=== BRIEF ===
In the data below, give the number of lines that contain the word "advanced". Nothing else is needed.

=== RECORD EXCERPTS ===
◇ ◇ ◇ ◇ ◇

PR #288, opened 2023-03-23
feat: error on funky multiple choice tags.

connorhaugh:
This change increases the frequency at which odd tags (like shuffle) on multiple choice problems don't go to the visual editor.
Instead, they will now divert to the advanced editor. There might be other places where we need to follow a similar pattern, but we don't know those yet.

Testing instructions:
- Follow the process of creating a shuffle problem in advanced editor using this olx: (edit this Q to get the xml)

```
<problem>
  <multiplechoiceresponse>
    <label>What Apple device competed with the portable CD player?</label>
    <choicegroup type="MultipleChoice" shuffle="true">
      <choice correct="false">The iPad</choice>
      <choice correct="false">Napster</choice>
      <choice correct="true">The iPod</choice>
      <choice correct="false">The vegetable peeler</choice>
    </choicegroup>
  </multiplechoiceresponse>
</problem>

```

It should save, and open again in the advanced editor.

In addition, all the other, normal, uses of problems should still work.

### DIFF
--- a/src/editors/containers/ProblemEditor/data/OLXParser.js
+++ b/src/editors/containers/ProblemEditor/data/OLXParser.js
@@ -72,6 +72,10 @@ export class OLXParser {
     const answers = [];
     let data = {};
     const widget = _.get(this.problem, `${problemType}.${widgetName}`);
+    const permissableTags = ['choice', '@_type', 'compoundhint', 'option', '#text'];
+    if (_.keys(widget).some((tag) => !permissableTags.includes(tag))) {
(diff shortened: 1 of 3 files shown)


rayzhou-bit (commented):
This looks good to me. Quick and smart way to see if it should go to advanced.
My devstack hasn't been working and I haven't gotten around to getting on hosted again so I wasn't able to test it. I think somebody else should test before merge.

KristinAoki (approved):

◇ ◇ ◇ ◇ ◇

=== WRITTEN RESPONSE ===
4